Driving Strikers Officially Goes on Sale

Driving Strikers is now on sale physically and digitally for the Dreamcast after going up on publisher Wave Game Studios’ website last Friday. The landmark indie-developed vehicular soccer game is the first online-capable fan-made effort for the Dreamcast. It can be purchased here.

Physical copies cost £19.99 and come with a digital download, while a digital download alone costs £14.99.

Physical purchases can choose among European, North American and Japanese style covers.

The digital version can be downloaded now and either burned to a CD or added to an SD card for play via an optical drive emulator, but physical copies won’t begin to ship until July 24.

That’s also when Driving Strikers is set to release on Steam. It originally was meant to hit that PC digital retailer the same time as the Dreamcast version, but it was pushed back by a couple of weeks.

The game’s programmer, Luke Benstead, aka Kazade, said on Twitter that the PC version will include a few changes from its Dreamcast one, including language auto-detection, a choice of resolution between windowed and fullscreen, networking fixes, a quick chat function and higher resolution textures in some places. Gameplay will be identical between the two, he added.

And that’s important because there will be crossplay between the Dreamcast and PC versions of Driving Strikers, a feat only seen in a couple of the Sega console’s retail releases — namely, Quake III: Arena and 4×4 Evolution.

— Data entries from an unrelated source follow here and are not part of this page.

PR #332, opened 2017-03-17
Add observableConfig for flyd streams

vic:


wuct:
Thanks! I'm not familiar with flyd, but over all looks good to me.

PR #333, opened 2017-03-17
Pass handlers object (self) to createHandler function

chrisui:
This allows creation and reference of handlers in a single `withHandlers` call rather than many.

```
withHandlers({
  a: (props, handlers) => (...args) => handlers.b(...args),
  b: () => (...args) => doStuff(...arg),
})
```

Posting this here as a spitball idea. Will wrap up with tests if we think this is a fair addition to recompose!

This avoids the following requirement.

```
withHandlers({
  b: () => (...args) => doStuff(...arg),
})
withHandlers({
  a: (props) => (...args) => props.b(...args),
})
```

Note: this has definitely popped up as a somewhat edge usage :thinking:

### DIFF
--- a/src/packages/recompose/withHandlers.js
+++ b/src/packages/recompose/withHandlers.js
@@ -27,7 +27,7 @@ const withHandlers = handlers => BaseComponent => {
           return cachedHandler(...args)
         }
 
-        const handler = createHandler(this.props)
+        const handler = createHandler(this.props, handlers)
         this.cachedHandlers[handlerName] = handler
 
         if (


istarkov:
Idea super! 
But have you tested your code as it seems like examples you provide will not work.
As `handlers` you use at `createHandler` are not the transformed handlers,
so to call `b` you need to call it like

```javascript
withHandlers({
  a: (props, handlers) => (...args) => handlers.b(props, handlers)(...args),
  b: () => (...args) => doStuff(...arg),
})
```

and this is not cool.

chrisui:
Totally not tested the code! Just did a quick psuedo diff to demo the idea :)

istarkov:
As I said idea super!!! ;-)

istarkov:
see https://github.com/acdlite/recompose/pull/401

Issue #337, opened 2017-04-04
Update documentation to include examples.


threehams:
There's an overall ticket for documentation with some larger goals, but I think that one or two examples per component / function can go a long way for the least amount of work.

Creating this issue for myself so I know where to focus, but I can update it as other pull requests are merged in.

I also included checklists on working with type annotations. I'm still figuring out how to use recompose with either Flow or TypeScript, so help would be appreciated there.

Higher-order components
- [x] mapProps()
- [ ] withProps()
- [ ] withPropsOnChange()
- [x] withHandlers()
- [ ] defaultProps()
- [ ] renameProp()
- [ ] renameProps()
- [x] flattenProp()
- [x] withState()
- [ ] withReducer()
- [ ] branch()
- [x] renderComponent()
- [x] renderNothing()
- [ ] shouldUpdate()
- [ ] pure()
- [x] onlyUpdateForKeys()
- [x] onlyUpdateForPropTypes()
- [ ] withContext()
- [ ] getContext()
- [ ] lifecycle()
- [ ] toClass()

Static property helpers
- [ ] setStatic()
- [ ] setPropTypes()
- [ ] setDisplayName()

Utilities
- [ ] compose()
- [ ] getDisplayName()
- [ ] wrapDisplayName()
- [ ] shallowEqual()
- [ ] isClassComponent()
- [ ] createEagerElement()
- [ ] createEagerFactory()
- [ ] createSink()
- [x] componentFromProp()
- [x] nest()
- [ ] hoistStatics()

Observable utilities
- [x] componentFromStream()
- [x] mapPropsStream()
- [ ] createEventHandler()
- [x] setObservableConfig()

TypeScript
- [ ] usage and limitations
- [ ] compose()
- [ ] type hinting with generics

TypeScript
- [ ] usage and limitations
- [ ] compose()
- [ ] type hinting with generics

istarkov:
For flow typings more information [here](https://github.com/acdlite/recompose/pull/241)

timkindberg:
@threehams I'm have a full length (~45min) course being released this month all about Recompose and Higher Order Components. I had to generate various examples in order to teach the concepts. Please feel free to link to, get inspiration from, migrate to plunkr, or steal my examples.

They are here: https://github.com/timkindberg/egghead-recompose

The folders are named the same as the lessons in my course.

[...]

PR #338, opened 2017-04-04
[WIP] Add examples to docs (#337)

threehams:
WIP, adding simple and real-world examples to the API documentation page. Since we're starting to use recompose more heavily at work, I'll cover details and examples for anything we're currently using.

### DIFF
--- a/docs/API.md
+++ b/docs/API.md
@@ -89,6 +89,41 @@ mapProps(
 
 Accepts a function that maps owner props to a new collection of props that are passed to the base component.
 
+This allows props to be derived from other props in a similar way to [reselect](https://github.com/reactjs/reselect).
+```js
+const User = ({ name, status }) =>
+  <div className="User">{ name }—{ status }</div>
+
+const UserList = ({ users, status }) =>
+  <div className="UserList">
+    <h3>{ status } users</h3>
+    { users.map((user) => <User {...user} />) }
+  </div>
+
+const users = [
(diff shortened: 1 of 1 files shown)


docs/API.md
```diff
@@ -89,6 +89,41 @@ mapProps(
 
 Accepts a function that maps owner props to a new collection of props that are passed to the base component.
 
+This allows props to be derived from other props in a similar way to [reselect](https://github.com/reactjs/reselect).
+```js
+const User = ({ name, status }) =>
```
istarkov: IMO examples which are not fit to screen is unreadable ;-)
mapProps is so simple, is it needed so big example for it?

threehams: `mapProps` is simple for us. For someone new to the library, new to FP in general, and unable to read the type signature (extremely confusing without any experience writing TypeScript/Flow definition files), it's not straightforward at all. You can see that by looking at comments in issues since last year. :)

I'm sure I can cut down the example to 1/2 or 2/3 the size, though.

It would definitely be easier to organize this if there were a dedicated site rather than a markup file, but this is more of an intermediate solution.

timkindberg:
Looking good!

threehams:
I'd like to cover lifecycle, withContext, and getContext, them that'll be enough for a first pass. Those three components caused me the most trouble when using the library for the first time.

istarkov:
We decided to add examples into project wiki

PR #340, opened 2017-04-06
Update recompose-relay to use relay-modern

chollier:
Relay2 aka Relay Modern is coming. With this new version we need (for now) to import createContainer from `react-relay/classic` (https://github.com/facebook/relay/releases/tag/v1.0.0-alpha.1)


chollier:
I also bumped the version to 1.0.0 as this would be a breaking change but I'm not sure it would be a MAJOR or MINOR

istarkov:
Thank you, please revert any changes in Version file, it will be changed automatically on npm deploy

chollier:
@istarkov just did so

istarkov:
Ooops, we have a problem - new react ;-)
image

istarkov:
I'll fix this in the other PR, but seems we have an issue with lifecycle component.

src/packages/recompose-relay/package.json
```diff
@@ -18,8 +18,8 @@
     "lodash": "^4.0.0"
   },
   "peerDependencies": {
-    "recompose": "^0.17.0 || ^0.18.0 || ^0.19.0 || ^0.20.0",
+    "recompose": "^0.17.0 || ^0.18.0 || ^0.19.0 || ^0.20.0 || ^0.21.0 || ^0.22.0",
     "react": "^0.14.0 || ^15.0.0",
-    "react-relay": "^0.6.0 || ^0.7.0 || ^0.8.0 || ^0.9.0"
+    "react-relay": "^1.0.0-alpha1"
```
istarkov: mb it will be better to also use `or` ?

chollier: I don't think so, granted that we change the import here, this new version of `recompose-relay` wouldn't be compatible with the previous versions of relay (there was no `react-relay/classic` export)

istarkov:
I don't know what to do, having that existing recompose users can? use stable relay versions. 
This change will break their ability to use it. @wuct @chollier any ideas?

chollier:
maybe release a recompose-relay@dev or @next like they on react-relay

wuct:
IMO it's fine to release at `v1.0` with a breaking change warning in the release note, and support old versions of relay at `v0.x`.

Secretmapper:
Bump?

idris:
@chollier does it make sense to have a "classic" function and a "modern" function?  Classic would use the `react-relay/classic` `createContainer`, whereas modern would use `createFragmentContainer`.

graingert:
Can we just pass relay into createContainer?

stevehollaar:
Since Relay modern has 3 container types (fragment, pagination, and refetch) with slightly different APIs, it may make sense to split this into 3 separate functions. 
Also I believe the `toClass` function can be omitted with Relay Modern.

Here is what I'm using currently:
```js
// @flow
import {
  createFragmentContainer,
  createPaginationContainer,
  createRefetchContainer,
  type GraphQLTaggedNode,
  type GeneratedNodeMap,
  type ConnectionConfig,
} from 'react-relay';

export const fragmentContainer = (fragmentQuery: GraphQLTaggedNode | GeneratedNodeMap) => (
  BaseComponent: React$Component<*>,
) => createFragmentContainer(BaseComponent, fragmentQuery);

export const paginationContainer = (
  fragmentQuery: GraphQLTaggedNode | GeneratedNodeMap,
  options: ConnectionConfig,
) => (BaseComponent: React$Component<*>) =>
  createPaginationContainer(BaseComponent, fragmentQuery, options);

export const refetchContainer = (
  fragmentQuery: GraphQLTaggedNode | GeneratedNodeMap,
  query: GraphQLTaggedNode,
) => (BaseComponent: React$Component<*>) =>
  createRefetchContainer(BaseComponent, fragmentQuery, query);
```

Example usage:
```js
compose(
  fragmentContainer(graphql`
    fragment Foo_viewer on User {
      id
    }
  `),
  ...
)(({ viewer }) =>
  ...
))
```

graingert:
I'd just like to get the peerDep updated as ASAP as possible, I think https://github.com/acdlite/recompose/pull/459 is the best bet for that.

PR #156, opened 2016-04-10
Markdown Refresh

nhubbard:
"Damn Markdown" is no more. We now use all-Markdown tables.

### DIFF
--- a/README.md
+++ b/README.md
@@ -65,7 +65,7 @@ The following properties can be configured:
 
 Module configuration:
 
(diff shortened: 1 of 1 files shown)


MichMich:
You are a hero!

I'll update the header image tomorrow. (Smart Mirror > smart mirror). (If you can't wait that long, the PSD is in the .github folder ...)

All the module readme' still have the old table.

nhubbard:
OK, I'll fix that. :+1:

PR #165, opened 2016-04-12
Update README.md

Robiv8:
README.MD: Simply remove a comma after Hello World as there is with this an error. 

config.js.sample: only for German Language.


MichMich:
Fixed in https://github.com/MichMich/MagicMirror/commit/bc8dccd4b5c02a0b63a9bd102d2c6510a64edaba

PR #179, opened 2016-04-15
Resubmitted ESLint Removal.

nhubbard:
ESLint was annoying me because it conflicted with JSCS and insisted that I use a different indentation. So I removed it. I also fixed what was wrong with my previous pull request. It should be better now. :+1:


MichMich:
Sorry to be a pain in the ass, but why did you add `.clockbold` to main.css if you can just use the default class: `.bold`?

nhubbard:
Oops, didn't notice that. Sorry!

MichMich:
An now it has conflicts ... 😨

MichMich:
also, I wouldn't add `require("dotenv").config();` to the config file. You should do this in js/defaults.js. This is the base config if there isn't any config available. 

One suggestion: split up pull requests to prevent pull requests getting denied on minor issues.

nhubbard:
Okay, I will close this. But I have only one issue: the `dotenv` module needs to be in both the default configuration *and* the user configuration because it will not load if it isn't required.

A Linux version is planned for the near future, and that’s expected to have crossplay with Windows and the Dreamcast, too.

Driving Strikers is a two-on-two top-down soccer (football?) game in which players control cars instead of people. The comparisons to Rocket League are hard to avoid, but Driving Strikers has its own vibe that feels right at home on the Dreamcast with “Blue Sky Beach” written across arena walls overlooked by sunkissed palm trees.

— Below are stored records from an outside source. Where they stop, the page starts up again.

PR #202, opened 2016-04-19
Add units to config.js

roxasvalor:
Add a variable for selecting units in the config.js. Used for weather modules.


MichMich:
193 changed files ... this can't be correct.

PR #210, opened 2016-04-20
show tomorrow/today on full day events

CFenner:
on full day events:
- show `tomorrow` if the events is on the next day
- show `today` if the events is on the same day 

labels are localized via momentjs


MichMich:
Won't this show a specific time even in case of a full day event?

CFenner:
yes, you're right :(

PR #211, opened 2016-04-20
implements l10n

### LINKED ISSUE #191: Add l10n.js for localization
What do you think about adding something like [l10n.js](https://github.com/eligrey/l10n.js) to the vendor folder for localizing modules? Maybe even to the module class?
```
getLocals: function() {
		return {
en: "en.json", 
de: "de.json"
};
	},
```

CFenner:
fixes #191


paviro:
Nice! 🙂

MichMich:
Very well done! My compliments!

PR #229, opened 2016-04-23
Update README.md

djsunrise19:
Not necessary anymore, because we made that with "de.json" in calendar


MichMich:
Great! Thanks! :)

PR #237, opened 2016-04-24
Added option for units inside of config.js

roxasvalor:
I added an option for changing the units in config.js. I think this was in the original repository but it never made it to the V2 branch.


MichMich:
Nice one! 

Please also add it to https://github.com/MichMich/MagicMirror/blob/v2-beta/js/defaults.js since that holds the values in case the user doesn't configure it.

MichMich:
And make sure you add information about this to the documentation (Readme)

roxasvalor:
Sure thing. The changes to the defaults.js and readme.md should be in this pull request. First time ever contributing through Github but I think I have it done correctly.

MichMich:
Congratulations to your first ever merged pull request! :) Thanks for contributing to Magic Mirror! 👍

PR #238, opened 2016-04-24
Added getTranslations() to the documentation

paviro:


MichMich:
Thanks. Maybe we should note in the documentation that it isn't fully finished yet (no fallback in case a translation isn't present yet.)

paviro:
Maybe but isn't it normal to add all used translations to every file anyway even if they are not translated yet? At least I would work that way, so people know what still needs to be translated.

MichMich:
What if I add a translation in dutch to your repo (via a PR), and you add a feature that needs a translation. Then you don't have a dutch translation available yet. You want a nice fallback for that without going thru all the available translation files.

paviro:
Yes that's right. I would add it to all translation files in the fallback language but maybe thats just me 😀

MichMich:
It's a good approach, but the system should have a decent fallback mechanism as well. In addition to the fallback mechanism, I really want to have a global translation system implemented. Since a lot of words used in the modules are used more than once ("Tomorrow", "Today", "Loading ...", etc ...) - But this is not something we currently have to put into the Readme.

paviro:
Yes the global system should definitely be there! I will add a note to the documentation about the other thing.

MichMich:
Just add a reference to the issue (#191) as well, so people can read up on the current state.

MichMich:
A bit too late, but `this.translate` should be mentioned under Module instance methods. (Since it is ...)

PR #243, opened 2016-04-24
Add optional wind direction in currentweather module

roxasvalor:
Optionally add the wind direction (pulled from Openweather API) next to the wind speed in the current weather module. It is turned off by default but by adding the option "showWindDirection" in config.js it can be turned on.

### DIFF
--- a/modules/default/currentweather/README.md
+++ b/modules/default/currentweather/README.md
@@ -14,7 +14,7 @@ modules: [
 		config: {
 			// See 'Configuration options' for more information.
 			location: 'Amsterdam,Netherlands',
-			appid: 'abcde12345abcde12345abcde12345ab', //openweathermap.org API key.
+			appid: 'abcde12345abcde12345abcde12345ab' //openweathermap.org API key.
 		}
 	}
 ]
--- a/modules/default/currentweather/README.md
+++ b/modules/default/currentweather/README.md
@@ -15,7 +15,7 @@ modules: [
 			// See 'Configuration options' for more information.
 			location: 'Amsterdam,Netherlands',
 			appid: 'abcde12345abcde12345abcde12345ab', //openweathermap.org API key.
-			showWindDirection: true
+			showWindDirection: true,
 		}
 	}
 ]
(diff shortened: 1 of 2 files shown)


CFenner:
Remove showWindDirection from default cfg in README. 

Good idea.

MichMich:
Nice one! Before I merge: 
@CFenner: what do you mean with you comment?

roxasvalor:
I had added the showWindDirection variable into the default config at the top of the README. Not sure what I was thinking since none of the other config options show there except location and appid. It is fixed now,

modules/default/currentweather/README.md
```diff
@@ -14,7 +14,7 @@ modules: [
 		config: {
 			// See 'Configuration options' for more information.
 			location: 'Amsterdam,Netherlands',
-			appid: 'abcde12345abcde12345abcde12345ab' //openweathermap.org API key.
+			appid: 'abcde12345abcde12345abcde12345ab', //openweathermap.org API key.
```
MichMich: Could you remove the trailing comma?

MichMich:
Just one question (a stupid one): doesn't the cardinal direction depend on your location?

roxasvalor:
Depends on what map you're looking at. The conversion from degrees to the cardinal direction assumes that we're using the north pole in the Arctic as "north" and the south pole in Antarctica as "south". If you use maps with Antarctica on top it would be incorrect though unless openweathermap does any trickery behind the scenes.

CFenner:
Are the openweatherAPI degrees switched on south hemisphere?

roxasvalor:
I don't think so. It appears the degrees provided by the openweatherAPI are Azimuth degrees. Azimuth degrees use True North (North Pole) as North.

So I guess the answer is no. It will not switch your direction but I have sent an email to the openweatherAPI team asking them if this is truly the case.

MichMich:
@roxasvalor could you take a look at https://github.com/MichMich/MagicMirror/blob/v2-beta/modules/default/currentweather/currentweather.js#L313 and https://github.com/MichMich/MagicMirror/blob/v2-beta/modules/default/currentweather/currentweather.js#L315 ? they both say ESE.

roxasvalor:
Thanks, I found it. Check PR #308 for the fix.

PR #247, opened 2016-04-26
boldClock

nhubbard:
Make the minutes on the clock bold. Now with extra verified commits. :+1:


nhubbard:
Just realized that it made write conflicts. I'll be remaking this pull request.

Issue #1400, opened 2018-09-08
Gzip encoded calendar urls fail to load


ubertao:
**Platform**: Raspberry Pi 3B+, Electron 2.0.0

**Node Version**: v9.11.2

**MagicMirror Version**: v2.4.1

**Description**: 
Some calendar servers (e.g. icloud.com) responses are gzip encoded, calendar module won't load them.

**Steps to Reproduce**: 
Add "https://p33-calendars.icloud.com/holidays/cn_zh.ics" to calendar module.
(Or any url which response is gzip encoded.)

**Expected Results**:
Calendar module displays the calendar events.

**Actual Results**:
Calendar always displays "loading".

**Configuration**:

The ball bounces around with believable physics, as do the cars when they bump into each other and the walls. The arena is small, giving matches a fast pace with a lot of action followed by a camera that dynamically zooms in and out of the 3D playfield.

Wave Game Studios’ product page says that Driving Strikers is region-free and fully supports PAL’s 50 Hz video standard as well as NTSC’s 60 Hz. Not only that, it’s capable of displaying a 480p resolution and in anamorphic widescreen for TVs that support those features.

The site lists other features of the game, including:

  • Single-player Quick Match and League
  • Online multiplayer (2-4 players)
  • Local multiplayer (1-4 players)
  • Optional AI-controlled cars
  • Six unique stadiums
  • Eight car designs
  • Autosave to VMU (required – 2 blocks)
  • Jump Pack support
  • Online League Table

Driving Strikers has been in development since November 2021 by a group calling themselves Reality Jump. They include Benstead, the programmer; David Reichelt, who created the stadium and menu art; and George Ryan, who produced the music.

No homebrew Dreamcast game has ever featured online play before. The feat was made possible by creating matchmaking services that hook into networking code in KallistiOS, an open-source homebrew Dreamcast software development kit, as Benstead told Shiro when a demo of the game released in October last year.

Benstead discussed on Twitter what’s coming up next now that Driving Strikers’ Dreamcast version is released:

“First up, the Steam Windows and Linux release is close to being finished with a release date of 24/7. After that I’ll be polishing up the Reality Jump web service, adding leaderboards, password reset etc. Next I’ll be looking into an Android port of the game.

And on the side, there’s the potential for a PSP port of Strikers … we’ll see :)”

— Luke Benstead
About the author

Danthrax

Danthrax is a contributor to the Shiro Media Group, writing stories for the website when Saturn news breaks. While he was a Sega Genesis kid in the '90s, he didn't get a Saturn until 2018. It didn't take him long to fall in love with the console's library as well as the fan translation and homebrew scene. He contributed heavily to the Bulk Slash and Stellar Assault SS fan localizations, and has helped as an editor on several other Saturn and Dreamcast fan projects such as Cotton 2, Rainbow Cotton and Sakura Wars Columns 2.

Readers Comments (1)

  1. WillyDilly 2023-07-27 @ 17:02

    This is such a stupendous project. Crossplay between a dreamcast and steam game! I am grinning ear to ear hahaha. That is just too cool.

    In the age of live-services… could there even be updates? New maps? This is hilarious and I am here for it.